Just FYI for those who may be having the same problem. For now, my solution is to a) add a javascript handler to the page hosting my application to trap the beforeunload event on the window and execute the leave() method on the room using the ExternalInterface (this only catches the more common case where the user closes the window or navigates to another page … doesn’‘t address an abnormal exit or network disconnect) and b) I always leave the room before entering it even if I don’‘t think I should be need to … it’‘s a hack and I don’‘t like it, but it is working. One thing I have not verified yet with this latter approach is what happens if my client is running on one machine when entering the room the first time and another machine when it tries to re-enter the room later. That is, I don’'t know what criteria must be met before OpenFire will boot a user from the room based on a leave message … it seems reasonable that at least the JID of both users must be the same, but what about something like IP address? If I have enough time I may test this scenario later to make sure my solution works in the more general case.
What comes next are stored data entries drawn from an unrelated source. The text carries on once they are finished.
PR #2902, opened 2022-03-07
tweaks for world schedule and it's components

denisdimitrov:
Minor fixes and tweaks for the world schedule and the dropdown color. Also wraps the page with `<AdminRestricted/>` to prevent normal users from accessing the page.


goran-peoski-work (approved):
LGTM

PR #2903, opened 2022-03-08
Add informative error in `testWorldBySlugExists()` validation

goran-peoski-work:
I don't know the correct test that should be performed ATM, but this addition will at least not put the blame at Firebase due to hard to understand error.


sunny-viktoryia (approved):
Looks good 🙃

PR #2907, opened 2022-03-09
Adds new external room

mike-lvov:
closes https://github.com/sparkletown/internal-sparkle-issues/issues/1712
designs at: https://www.figma.com/file/DltmqgBfdkgyX7z5Uv4r15/HiFi%3A-Visual-Redesign---Shared-w-Eng?node-id=1111%3A3431

image

image

### DIFF
--- a/src/components/templates/ExternalRoom/ExternalRoom.tsx
+++ b/src/components/templates/ExternalRoom/ExternalRoom.tsx
@@ -1,22 +1,11 @@
-import React, { useCallback, useEffect } from "react";
-import classNames from "classnames";
-
-import { ALWAYS_EMPTY_ARRAY, ENABLE_POPUPS_URL } from "settings";
+import React from "react";
 
 import { AnyVenue } from "types/venues";
 
 import { WithId } from "utils/id";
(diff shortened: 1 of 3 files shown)


src/components/templates/ExternalRoom/ExternalRoom.tsx
```diff
@@ -25,80 +14,48 @@ export interface ExternalRoomProps {
...
+      style={{
+        background: `url(${venue.config?.landingPageConfig.coverImageUrl}) center center`,
+      }}
+    >
+      <img
+        src={venue.host?.icon}
+        alt="Venue icon"
+        className={styles.VenueIcon}
+      />
+      <div className={styles.InfoContainer}>
```
goran-peoski-work, line 35: These would be nicer if they're `camelCase`, not `PascalCase` as is with the other class names. 

The class names mapping is another matter, since what is being import from `"./ExternalRoom.module.scss"` is a `Record<string,string>` not `CSSStyleDeclaration` so the name `styles` is misleading.

goran-peoski-work (approved):
LGTM

Added a comment about naming though.

PR #2908, opened 2022-03-09
fix table avatars appearing outside of the container

denisdimitrov:
Adds flex-wrap to fix the table avatars in the TableComponent for both jazzbar and conversation space.

Fixes: https://github.com/sparkletown/internal-sparkle-issues/issues/1741

### P.S. The join button is in a wrong position because I manually added the rest of the html avatars after it's definition.
new-table

### DIFF
--- a/src/components/attendee/TableComponent/TableComponent.module.scss
+++ b/src/components/attendee/TableComponent/TableComponent.module.scss
@@ -42,6 +42,7 @@
 
 .tableUsers {
   display: flex;
+  flex-wrap: wrap;
   flex-direction: row;
   justify-content: center;
   align-items: center;


goran-peoski-work (approved):
LGTM

Anything on the square vs circle avatars?

denisdimitrov:
@goran-peoski-work Yeah, they look weird but I don't see an issue anywhere :/

genmon:
The avatars are supposed to be the same shape as the "join" button (there's an "avatar" section on the Figma for components too) -- drop a note in the redesign channel on Slack if you'd like to chat about it

goran-peoski-work:
@genmon @denisdimitrov I don't see it as a big, just thought to ask. If/when it is necessary to do the adjustment, we'll do it with an issue/PR as per usual

PR #2913, opened 2022-03-10
Edit the party map

colinhowe:
Getting this merged early so that the basic outline can be used for implementing the edit functionality for the other space templates.

This provides the main functionality for editing positions of portals etc.

image


src/pages/Account/Venue/VenueMapEditor/Container.tsx
```diff
@@ -0,0 +1,242 @@
...
+  useMemo(() => {
+    if (!imageDims || !imageDims.width || !imageDims.height) return;
+
+    const copy = iconsMapPerc.map(
+      (mapIcon) =>
+        ({
+          ...mapIcon,
+          width: imageDims.width * mapIcon.width * safeZonePerc.width,
+          height: imageDims.height * mapIcon.height * safeZonePerc.height,
+          top:
```
goran-peoski-work, line 148: I think there should be an explanation comment line or two here and above about the need to multiply or divide something by a factor. Also, since this is a function inside `.map()` it might be easy to extract it outside of this component

src/pages/Account/Venue/VenueMapEditor/Container.tsx
```diff
@@ -0,0 +1,242 @@
...
+      <div ref={drop}>
+        <div ref={ref} className={styles.mapContainer}>
+          <ReactResizeDetector handleWidth handleHeight>
+            {({ targetRef }) => <span ref={targetRef} />}
+          </ReactResizeDetector>
+          <img
+            alt="draggable background"
+            style={{
+              width: "100%",
+            }}
```
goran-peoski-work, line 216: Inline style. 

[Q] Would a class be more useful here?
That being asked, it is most likely OOS to determine if this container is admin or attendee side and deal accordingly

src/pages/Account/Venue/VenueMapEditor/Container.tsx
```diff
@@ -0,0 +1,242 @@
...
+              onDragStart={setDragItemId}
+              isSaving={isSaving}
+            />
+          ))}
+        </div>
+      </div>
+      {imageDims && interactive && (
+        <CustomDragLayer
+          snapToGrid={!!snapToGrid}
+          rounded={!!rounded}
```
goran-peoski-work, line 236: Not sure where these come from, but seeing it `!!rounded` used several times, it might be more clear to have something like

```tsx
const isRounded: boolean = !!rounded;
```

before the `return` keyword.

src/pages/Account/Venue/VenueMapEditor/DraggableSubvenue.module.scss
```diff
@@ -0,0 +1,22 @@
...
+  background-size: 100% 100%;
+  background-repeat: no-repeat;
+}
+
+.resizeTab {
+  position: absolute;
+  width: 10px;
+  height: 10px;
+  background-color: white;
+  border: 1px solid var(--content--over);
```
goran-peoski-work, line 15: These styles look like just copied over from before. The `var(--content--over)` will most likely not be there and make border not show up. Similar comment for the rest of the hard-coded values.

src/pages/Account/Venue/VenueMapEditor/DraggableSubvenue.tsx
```diff
@@ -0,0 +1,120 @@
...
+  top: number,
+  isDragging: boolean
+): React.CSSProperties => ({
+  position: "absolute",
+  top,
+  left,
+  opacity: isDragging ? 0 : 1,
+  height: isDragging ? 0 : "",
+  background: "rgba(147, 124, 99, 0.2)",
+});
```
goran-peoski-work, line 24: This function is problematic, not only that there alternatives to it in `useCss()` and similar hooks, but also because its value is used directly for `style={}` which will probably trigger re-render.

That being said, I'm guessing it's not a big issue since dragging is limited to rare occasions of edit in Admin and it may probably provide for a desired side-effect to have components re-render on drag.

src/pages/Account/Venue/VenueMapEditor/DraggableSubvenue.tsx
```diff
@@ -0,0 +1,120 @@
...
+
+export type PropsType = SubVenueIcon & {
+  imageStyle?: CSSProperties;
```
goran-peoski-work, line 27: [NOTE] This type is basically what something named `styles` would be since `import styles from "./some.module.scss"` doesn't import `CSSProperties` but `Record<string,string>` of the mapped class names.

src/pages/Account/Venue/VenueMapEditor/interfaces.ts
```diff
@@ -1,5 +1,5 @@
 export interface DragItem {
-  id: string;
+  itemId: number;
```
goran-peoski-work, line 2: If this is saved to DB, would it be somehow converted on read or write to `string`?

goran-peoski-work (approved):
Looks good. 

Approving but also think some comment suggestions should be accepted and few other comments added before merge.

The rest of the notes and questions, leaving up to your discretion.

At any rate, it doesn’'t look like I am going to get any response in the freebie forums so we have decided to buy just enough licenses to make the $2500 cutoff so we can get Standard (phone, email, chat) support. I plan to pursue this further once I can get an actual human on the line. I will update the thread again when and if I get resolution on this issue. Stay tuned

Bill.

good to hear.

i’'m going to investigate if its possible to write a plugin to detect the socket disconnection and kick the user from any rooms they are in.

bill, try compiling this code as a plugin and see if it works for you.

package org.example;

import org.jivesoftware.openfire.container.Plugin;

import org.jivesoftware.openfire.container.PluginManager;

import org.jivesoftware.openfire.XMPPServer;

import org.jivesoftware.openfire.event.SessionEventDispatcher;

import org.jivesoftware.openfire.event.SessionEventListener;

import org.jivesoftware.openfire.session.Session;

import org.jivesoftware.openfire.muc.MultiUserChatServer;

import org.xmpp.packet.JID;

import java.io.File;

/**

  • Detects session disconnects and kicks users from MUC chat rooms.

*/

public class DisconnectLeaveRoom implements Plugin, SessionEventListener {

private MultiUserChatServer mucs;

public void initializePlugin(PluginManager manager, File pluginDirectory) {

mucs = XMPPServer.getInstance().getMultiUserChatServer();

SessionEventDispatcher.addListener(this);

}

public void destroyPlugin() {

SessionEventDispatcher.removeListener(this);

mucs = null;

}

public void anonymousSessionCreated(Session session) {

}

public void anonymousSessionDestroyed(Session session) {

// when an anon session is lost, clean up any rooms they were in

JID jid = session.getAddress();

mucs.removeUser(jid);

}

public void sessionCreated(Session session) {

}

public void sessionDestroyed(Session session) {

}

}

Thanks. I will give this try some time today and let you know how it worked.

Bill

Just curious. Is there a reason you only handle this in the anonymous session case? In my case, every user will have a registered username so none of the sessions will be anonymous. Therefore, I think I need to handle this situation in the sessionDestroyed() method as well. Did you only implement the anonymous method just because all your users are anonymous sessions OR did you try it in the other method and run into some problem?

Thanks.

Bill

It looks like it is working. Of course, it will need more testing to verify that it works in scenarios where the user is in more than one room when they are disconnected (only tested the simple case where they are in a single room) and to verify that there are not any other ill side-effects. The code seems simple enough so its hard to imagine it would break anything, but there is a lot of code in this beast that I’'m not familiar with so who knows.

Thanks for your help. I think I will still file a bug once I have access to the support folks since I think this really should be part of the base functionality, but at least this gets me past one more hurdle.

Bill

yes, i did anon only due to my requirements. copying that code to the other method should work for you.

the method i use (removeUser) removes that JID from all chat rooms they are in.